Carrying out such an approach would require forming an overall view of what constituted essentiality, identifying the situations to which that definition might be applied, and then working through the implications case by case. A starting point could be to examine situations in New Zealand where adopting a takings perspective from the beginning could have reduced the total costs of achieving a policy objective.
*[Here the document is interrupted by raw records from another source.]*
PR #8438, opened 2016-05-12
feat(compiler): add support for sequential resolve.

### LINKED ISSUE #8417: mdDialog resolve as uiRoute resolve
**Actual behavior**:
-  What is the issue? *
This is working exactly as uibModal. It would be great that mdDialog resolve proeprties could be used in furthrer properties (as in uiRoute resolve).

```javascript
resolve: {
  aProperty : function(AService){
    return AService.getA();
  },
  bProperty : function(BService, aProperty){
    return BService.getB('/b-url/' + aProperty.id)
  }
}
```
-  Details:
This wont work, aPropertyProvider error, of course.

**Angular Versions**: *
-  Angular Version: 1.4
-  Angular Material Version: 1.0.8

**Additional Information**:
-  Browser Type: * Any
-  Browser Version: * Any
-  OS: * Any

DevVersion:
* Currently all promises are executed in order, but they don't take advantage of each promises resolve.
  All promises are getting executed in order, and at the end we wait for all promises to resolve.
image

This commit changes the invoking behavior.
* All promises getting executed in order, but we only execute the next promise, when the current promise was resolved.
  This allows us to inject the resolved value into the next resolve property / key.

image

FYI: We didn't discuss about that enhancement with the team yet. I just put that PR together because I'd like to do something fun :)

Closes #8417.

### DIFF
--- a/src/core/services/compiler/compiler.js
+++ b/src/core/services/compiler/compiler.js
@@ -77,28 +77,58 @@ function mdCompilerService($q, $http, $injector, $compile, $controller, $templat
     // Take resolve values and invoke them.
     // Resolves can either be a string (value: 'MyRegisteredAngularConst'),
     // or an invokable 'factory' of sorts: (value: function ValueGetter($dependency) {})
-    angular.forEach(resolve, function(value, key) {
+    function invokeResolve(key, value) {
       if (angular.isString(value)) {
         resolve[key] = $injector.get(value);
+        return $q.when();
       } else {
-        resolve[key] = $injector.invoke(value);
+        return $q.when(resolve[key] = $injector.invoke(value, null, resolve));
       }
-    });
-    //Add the locals, which are just straight values to inject
-    //eg locals: { three: 3 }, will inject three into the controller
-    angular.extend(resolve, locals);
+    }
 
-    if (templateUrl) {
-      resolve.$template = $http.get(templateUrl, {cache: $templateCache})
-        .then(function(response) {
-          return response.data;
+    function resolveLocals() {
+      var defer = $q.defer();
+
+      function runResolve(index) {
+        var key = Object.keys(resolve)[index];
+
+        if (!key) {
+          return resolveComplete();
+        }
+
+        invokeResolve(key, resolve[key]).then(function(val) {
+          // When the promise returned a value, then we can immediately update the property to
+          // be able to inject it into later resolve invokes.
+          if (val) resolve[key] = val;
+          runResolve(index + 1);
         });
-    } else {
-      resolve.$template = $q.when(template);
+      }
+
+      // Start the resolve at index 0
+      runResolve(0);
+
+      function resolveComplete() {
+        // Add the locals, which are just straight values to inject
+        // eg locals: { three: 3 }, will inject three into the controller
+        angular.extend(resolve, locals);
+
+        if (templateUrl) {
+          resolve.$template = $http.get(templateUrl, {cache: $templateCache})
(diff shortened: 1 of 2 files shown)


ThomasBurleson:
@DevVersion - interesting and seemingly worthwhile.

src/core/services/compiler/compiler.js
```diff
@@ -77,28 +77,58 @@ function mdCompilerService($q, $http, $injector, $compile, $controller, $templat
     // Take resolve values and invoke them.
     // Resolves can either be a string (value: 'MyRegisteredAngularConst'),
     // or an invokable 'factory' of sorts: (value: function ValueGetter($dependency) {})
-    angular.forEach(resolve, function(value, key) {
+    function invokeResolve(key, value) {
       if (angular.isString(value)) {
         resolve[key] = $injector.get(value);
+        return $q.when();
```
ThomasBurleson:
```js
return $q.when( resolve[key] = $injector.get(value) );
```

src/core/services/compiler/compiler.js
```diff
@@ -77,28 +77,58 @@ function mdCompilerService($q, $http, $injector, $compile, $controller, $templat
...
-    });
-    //Add the locals, which are just straight values to inject
-    //eg locals: { three: 3 }, will inject three into the controller
-    angular.extend(resolve, locals);
-
-    if (templateUrl) {
-      resolve.$template = $http.get(templateUrl, {cache: $templateCache})
-        .then(function(response) {
-          return response.data;
+    }
```
ThomasBurleson: Let's use this:

```js
var response = angular.isString(value) ? $injector.get(value) : $injector.invoke(value, null, resolve);

return $q.when( resolve[key] = response );
```

ThomasBurleson:
```js
/**
       * Resolves can either be a string service name (value: 'MyRegisteredAngularConst'),
       * or an invokable 'factory' of sorts: (value: function ValueGetter($dependency) {})
       */
    function invokeResolve(key, value) {
      var isFunction = function(target)  { return typeof target === 'function'; };
      var response = isFunction(value) ? $injector.invoke(value, null, resolve) : $injector.get(value);
      return $q.when(resolve[key] = response);
    }

    function resolveLocals(map) {
        var defer = $q.defer(),
           runResolveAt = function(index) {
              var key = Object.keys(map)[index];

              if ( map[key] ) {
                  var origVal = map[key];
                  invokeResolve(key, origVal).then(function(newVal) {
                    // When the promise returned a value, then we can immediately update the property to
                    // be able to inject it into later resolve invokes.
                    map[key] = newVal || origVal;
                    runResolveAt(index + 1);
                  });
              } else {
                 announceComplete()
              }
           };

      // Start the resolve at index 0
      runResolveAt(0);

      function announceComplete() {
        var loadRemoteTemplate = function() {
            return  $http.get(templateUrl, {cache: $templateCache})
                         .then(function(response) {
                           return response.data;
                         });
        };

        // Add the locals, which are just straight values to inject
        // eg locals: { three: 3 }, will inject three into the controller

        $q.all( angular.extend( map, locals, {
                '$template' : templateUrl ? loadRemoteTemplate() : $q.when(template)
           }))
           .then(defer.resolve, defer.reject);
      }

      return defer.promise;
    }

    // Wait for all the resolves to finish if they are promises
    return resolveLocals(resolve).then(function(locals) { ... };
```

DevVersion:
Closing this, and probably resubmitting with planned changes to the compiler.

PR #8468, opened 2016-05-16
fix($mdIcon): prevent "Possibly unhandled rejection" errors

gkalpak:
The `announceNotFound()` function was creating and returning a rejected promise that was neither
handled nor exposed to the user, causing "Possibly unhandled rejection" errors.

This should fix the failing tests against Angular snapshot on CI.

<sub>
This PR also includes a `refactor` commit (removing some unnecessary module loading and making whitespace a little more consistent :stuck_out_tongue:) and a `test` commit that more thoroughly covers the actual behavior when icons/groups are not found (i.e. logging + rejecting).
</sub>

### DIFF
--- a/src/components/icon/icon.spec.js
+++ b/src/components/icon/icon.spec.js
@@ -4,22 +4,20 @@ describe('MdIcon directive', function() {
   var $compile;
   var $mdIconProvider;
 
-  beforeEach(module('material.core'));
-  beforeEach(module('material.components.icon'));
-  beforeEach(module('material.components.icon',function(_$mdIconProvider_){
-     $mdIconProvider = _$mdIconProvider_;
-   }));
-   afterEach( function() {
-     $mdIconProvider.defaultFontSet('material-icons');
-     $mdIconProvider.fontSet('fa', 'fa');
-   });
+  beforeEach(module('material.components.icon', function(_$mdIconProvider_) {
+    $mdIconProvider = _$mdIconProvider_;
+  }));
+  afterEach(function() {
+    $mdIconProvider.defaultFontSet('material-icons');
+    $mdIconProvider.fontSet('fa', 'fa');
+  });
 
 
   describe('for font-icons:', function () {
 
-    beforeEach( inject(function($rootScope, _$compile_){
-        $scope = $rootScope;
-        $compile = _$compile_;
+    beforeEach(inject(function($rootScope, _$compile_) {
+      $scope = $rootScope;
+      $compile = _$compile_;
     }));
 
 
@@ -339,19 +337,18 @@ describe('MdIcon service', function() {
   var $scope;
   var $mdIconProvider;
 
-  beforeEach(module('material.core'));
-  beforeEach(module('material.components.icon',function(_$mdIconProvider_){
+  beforeEach(module('material.components.icon', function(_$mdIconProvider_) {
     $mdIconProvider = _$mdIconProvider_;
     $mdIconProvider
-      .icon('android'     , 'android.svg')
-      .icon('c2'          , 'c2.svg')
-      .icon('notfound'    ,'notfoundicon.svg')
-      .iconSet('social'   , 'social.svg' )
-      .iconSet('notfound' , 'notfoundgroup.svg' )
+      .icon('android'    , 'android.svg')
+      .icon('c2'         , 'c2.svg')
+      .icon('notfound'   , 'notfoundicon.svg')
+      .iconSet('social'  , 'social.svg' )
+      .iconSet('notfound', 'notfoundgroup.svg' )
       .defaultIconSet('core.svg');
   }));
 
-  beforeEach(inject(function($templateCache, _$httpBackend_, _$mdIcon_, $rootScope){
+  beforeEach(inject(function($templateCache, _$httpBackend_, _$mdIcon_, $rootScope) {
     $mdIcon = _$mdIcon_;
     $httpBackend = _$httpBackend_;
     $scope = $rootScope;
@@ -362,10 +359,9 @@ describe('MdIcon service', function() {
 
     $httpBackend.whenGET('notfoundgroup.svg').respond(404, 'Cannot GET notfoundgroup.svg');
     $httpBackend.whenGET('notfoundicon.svg').respond(404, 'Cannot GET notfoundicon.svg');
-
   }));
 
-  describe('should configure fontSets',function() {
+  describe('should configure fontSets', function() {
 
     it('with Material Icons by default', function () {
       expect($mdIcon.fontSet()).toBe('material-icons');
--- a/src/components/icon/icon.spec.js
+++ b/src/components/icon/icon.spec.js
@@ -510,29 +510,39 @@ describe('MdIcon service', function() {
     });
 
     describe('icon group is not found', function() {
-      it('should log Error', function() {
-        var msg;
-        try {
-          $mdIcon('notfound:someIcon')
-            .catch(function(error) {
-              msg = error.data;
-            });
+      it('should log Error and reject', inject(function($log) {
+        var errorMessage = 'Cannot GET notfoundgroup.svg';
+        var caughtRejection = false;
 
-          $httpBackend.flush();
-        } finally {
-          expect(msg).toEqual('Cannot GET notfoundgroup.svg');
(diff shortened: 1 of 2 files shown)


src/components/icon/icon.spec.js
```diff
@@ -514,29 +510,39 @@ describe('MdIcon service', function() {
...
 
-          $httpBackend.flush();
-        } finally {
-          expect(msg).toEqual('Cannot GET notfoundgroup.svg');
-        }
-      });
+        $httpBackend.flush();
+
+        expect(caughtRejection).toBe(true);
+        expect($log.warn.logs[0]).toEqual([errorMessage]);
```
ThomasBurleson: Is this a new feature? I did not know that that a log stack was maintained ?

gkalpak: No it's not new !
But even some tests in Angular itself seem to ignore this feature :)

gkalpak: (BTW, this is only for tests obviously.)

src/components/icon/icon.spec.js
```diff
@@ -514,29 +510,39 @@ describe('MdIcon service', function() {
...
+      }));
     });
 
     describe('icon is not found', function() {
-      it('should not throw Error', function() {
-        expect(function(){
-          $mdIcon('notfound');
+      it('should log Error and reject', inject(function($log) {
```
topherfangio: I believe we have a separate error below which tests this exact case. The test you overwrote was designed to test the case of "I don't want to catch the error, so I expect one not to be thrown".

In effect, isn't this a breaking change from the previous API?

Don't get me wrong, we went back and forth on whether to change/throw out this test because it seemed a bit odd! Just want to hear your opinion as well so we have a better idea of what the expected functionality is for the user 😄

gkalpak: > I believe we have a separate test below which tests this exact case.

I don't see any test below :stuck_out_tongue: 

That said, I don't think you need to explicitly test that something does not throw - if it throws the test will fail anyway.
The changes in this test only test the underlying behavior, I didn't change the behavior (in the corresponding commit), so there was no breaking change.

The question is what _is_ the desired behavior ? Previously, if the icon/group was not found, there was a "Possibly unhandled rejection" error (with v1.6) which the user would not be able to silence no matter what. With this PR, this error is will only be thrown if the user doesn't handle the rejection (i.e. not chain a `.catch()` handler to `$mdIcon('nofoundicon.svg')`).
If the desired behavior is that it should never raise a "Possibly unhandled rejection" error (even if the user never caught the rejection), then more modification is necessary.

If you ask me, I can't think of a good reason why I would want to silence a "Possibly unhandled rejection" for a non-existing icon, but there might be a usecase I am missing (related to icons).
If there are such usecases, you might want to make this configurable (either globally or per request - depending on what makes most sense to you). E.g. throw the error by default, but let the user specify that the `$mdIcon`-related unhandled rejection are OK and should be silenced.

topherfangio: The original behavior in 1.3, 1.4 and 1.5 was to not throw any error if the user called `$mdIcon()` with an unknown icon. Since 1.6 was going to throw a PUR, we decided to update the test to just check for the specific error (to account for 1.6) and instruct users to use `.catch()` or disable the new PUR checks if they wanted the old pre 1.6 behavior.

@ThomasBurleson Any thoughts on whether we should keep the "don't throw an error" behavior, or if we should make a breaking change to say that it will now throw an error/reject which should always be caught?

gkalpak: Just to be clear: This will reject in every version. The difference with 1.6 is that there will also be a PUR (Possibly Unhandled Rejection) error passed to the `$exceptionHandler`. In production, it will just log the error in the console (by default). In tests, it will throw an exception (by default).

--
BTW, the return value of `$mdIcon` is documented as:

> @returns {obj} Clone of the initial SVG DOM element; which was created from the SVG markup in the SVG data file.

This probably needs fixing. It actually returns a promise that resolves to the SVG clone, right ?

ThomasBurleson: @gkalpak  - Nice Point
@topherfangio  - ping

topherfangio: @gkalpak Just to confirm, you are saying that *this PR* will reject in all versions; however, in versions prior to 1.6, it would *not* reject, correct? Or am I missing something?

Totally agree regarding the documentation change. Have you already created an issue for it or should I?

src/components/icon/icon.spec.js
petebacondarwin: I.E. `ngMock` provides a mock version of `$log` that keeps a collection of the calls that are made to each of its logging methods.

src/components/icon/icon.spec.js
gkalpak: Prior to this PR, there would be **two** rejections in all versions. The one could be caught by the user, the other couldn't. So, in 1.6 there would be at least one PUR (which the user could not prevent in any way), which would log in roduction and throw in tests. 

All this PR changes in terms of functionality (i.e. apart from style and test changes), is that it drops the unnecessary, unexposed second rejection, leaving only one rejection that can be caught by the user if they want to.

gkalpak: Submitted #8489 for the doc fix.

topherfangio: Thanks for the docs fix!

So, I guess my question is: what happens if they just type `$mdIcon('notfound')`? You're saying that pre 1.6, it will work identically as before? It's just that in 1.6 they will get a PUR?

If so, then I think this is good.

gkalpak: tl;dr: Yes

Longer answer:

**Before this PR**
- pre-1.6:
  - `$mdIcon('notfound')`: Nothing happens
  - `$mdIcon('notfound').catch(callback)`: `callback` gets called
- post-1.6:
  - `$mdIcon('notfound')`: 2 PURs (thrown in tests, logged in production)
  - `$mdIcon('notfound').catch(callback)`: `callback` gets called + 1 PUR (thrown in tests, logged in production)

**After this PR**
- pre-1.6:
  - `$mdIcon('notfound')`: Nothing happens
  - `$mdIcon('notfound').catch(callback)`: `callback` gets called
- post-1.6:
  - `$mdIcon('notfound')`: 1 PUR (thrown in tests, logged in production)
  - `$mdIcon('notfound').catch(callback)`: `callback` gets called

topherfangio: Awesome, thanks for taking the time to write that all down! I think this is good to go!

topherfangio: Ha! Okay, I guess it was "good to go" two days ago when it got merged :-D

Sorry for the long discussion, but thanks for walking me through it!

src/components/icon/icon.spec.js
ThomasBurleson: Love this learning tips!

topherfangio: @gkalpak @petebacondarwin Is this different than the `$exceptionHandler` stack that is maintained?

gkalpak: @topherfangio: It isn't related to `$exceptionHandler`. 

`ngMock`'s [`$log` service][1] will keep track of the arguments passed when calling any of its methods. (It also has additional, handy methods for resetting and asserting emptyness).

Although the core (production) `$exceptionHandler` basically delegates to `$log.error()`, `ngMock`'s `$exceptionHandler` doesn't use `$log` at all. It just stores errors in an array (exposed as `$exceptionHandler.errors`) and might also throw if the mode is set to `rethrow` (the default).

[1]: https://docs.angularjs.org/api/ngMock/service/$log

petebacondarwin: In tests `$exceptionHandler` is overridden by `ngMock`. This test version has two modes `log` and `rethrow`. In both cases the exception is written to the `$exceptionHandler.errors` array.

Also in tests the `$log` is overridden by `ngMock`. This test version does not write to the console but instead writes to arrays, one for each of the possible logging methods, `log`, `warn`, `info`, `error`, `debug`.

In this particular test, I believe that we are not hitting `$exceptionHandler` at all as we are handling the error and calling `$log.warn`.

This type of approach would if successful limit the total potential for over-regulation through takings. It does not, however, address whether or not compensation would be appropriate for those activities where takings can still occur (or restrict existing regimes in this area), or restrain the use of other forms of regulation to achieve the same objective (an issue for an overall regulatory quality regime).

Notes

  • [42]It has also been suggested that “there is no justification for exempting the judiciary from those property protections that are necessary where other branches of the government are concerned” as “judicial changes in property law raise the same concerns” and this “invites the state to attempt to accomplish through the judiciary what it cannot accomplish through the other branches of government” (Thompson, 1990). This may be more of an issue for a government constrained by a written constitution subject to judicial interpretation than for a parliamentary government in the Westminster tradition.
  • [43]See <http://www1.oecd.org/puma/regref/index.htm> for more information.
  • [44]The Australian Office of Regulation Review (ORR) is such a body and publishes annual reports. http://www.pc.gov.au/orr/index.html
  • [45]Thereby addressing the holdout problem and providing for network utilities (publicly or privately owned), while avoiding excessive use of compulsion. For non site-specific projects, open-market transactions should be adequate.